“Are you sure, Miss Deborah, that they want it for the Governor’s house now?” Pelleas asked in sudden anxiety.
“They were here again yesterday to ask me,” Miss Deborah assured us; and I think there was a certain radiance in her face.
So Miss Deborah told Mitty and Joel—dear little maid, dear honest young lover; shall I ever forget the look in their eyes when they knew? And, remembering, I am smitten with a kind of wonderment at the immortality of the look of happiness in another’s eyes. For many and many a time when Pelleas and I have been stepping through some way of shadow we have, I know, recalled the look on those luminous young faces; and we have said to each other that life can never be wholly shadowed or wholly barren while there remain in the world wistful faces to whom one may bring that look. It is so easy to make eyes brighten, as I hope every one in the world knows.
And so our fountain of gardens tossed up such a rainbow as the happiness of Mitty and Joel—Mitty with the starched flaxen braids and Joel with the brown shining face to whom the picture had suggested only the green of a woodshed roof. Pelleas and I had quite forgotten that we had meant to give the picture to some one who should understand the garden better than we—one who should “walk in beauty.” Something of the significance of this stirred vaguely in our thought even then; but I think that we have since come to regard this change of purpose as holding one of the meanings of life.
Mitty and Joel left Miss Deborah’s house just before us, and Pelleas and I lingered for a moment in her doorway.
“That young artist,” said Miss Deborah, “who paints pictures better than his cook makes crumpets—I shall write to him to-night. I shall tell him that even if he never paints another picture he will not have been an artist in vain.” She leaned toward us, smiling and nodding a little. “There will be other entrance fees,” she said; “watch for them.”

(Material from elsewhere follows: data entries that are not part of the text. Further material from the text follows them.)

PR #38112, opened 2021-12-14
add some dummy test for elementwise, test=OP-benchmark

iclementine:
### PR types

Others

### PR changes

Others

### Describe

To check if op benchmark fails.


iclementine:
This is a temporary PR to test the functionality of OP benchmark for elementwise ops. As the problem is solved, this PR is closed.

PR #38138, opened 2021-12-14
fix cmake find .h file by mistake

kuizhiqing:
### PR types

Bug fixes

### PR changes

Others

### Describe

FIND will find not only .h file but also the file contains .h in the path.


cmake/pten.cmake
```diff
@@ -20,8 +20,8 @@ string(FIND ${TARGET_PATH} "experimental" pos)
 if (pos GREATER 1)
     file(GLOB HEADERS "${TARGET_PATH}/*" "*.h")
     foreach(header ${HEADERS})
-        string(FIND ${header} ".h" hpos)
-        if (hpos GREATER 1)
+        string(FIND ${header} ".h" hpos REVERSE)
+        if (hpos EQUAL 1)
```
chenwhql, line 24: why use EQUAL?

cmake/pten.cmake
```diff
@@ -40,4 +40,4 @@ pten_header_path_compat(${PADDLE_INFERENCE_INSTALL_DIR}/paddle/include/experimen
 
 # In order to be compatible with the original behavior, the header file name needs to be changed
 file(RENAME ${PADDLE_INFERENCE_INSTALL_DIR}/paddle/include/experimental/extension.h
-            ${PADDLE_INFERENCE_INSTALL_DIR}/paddle/include/experimental/ext_all.h)
\ No newline at end of file
+            ${PADDLE_INFERENCE_INSTALL_DIR}/paddle/include/experimental/ext_all.h)
```
chenwhql, line 43: What changed here

cmake/pten.cmake
kuizhiqing: find file end with .h only

cmake/pten.cmake
kuizhiqing: nothing, pre commit did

We went up the twilight lane that led between the Governor’s treasure-house of canvas and curio and the thatched cots of the Low Grounds. Save for the shadowy figures of Mitty and Joel walking before us, and waving their hands at the lane’s turning, nothing was changed since the morning. Yet now the spirit of the place lived not only in its spell of bloom but it lived also in us. Some door had been opened and we had entered.
When we reached the upper meadow, Pelleas suddenly caught my hand.
“Ah, look—look, Etarre!” he cried.
In the dimness the meadow lay, all of tender, early green, like that of our Wonderful Picture, with half-evident boughs of indeterminate bloom pleasant with freshness and with sweet surprise at some meaning of the year.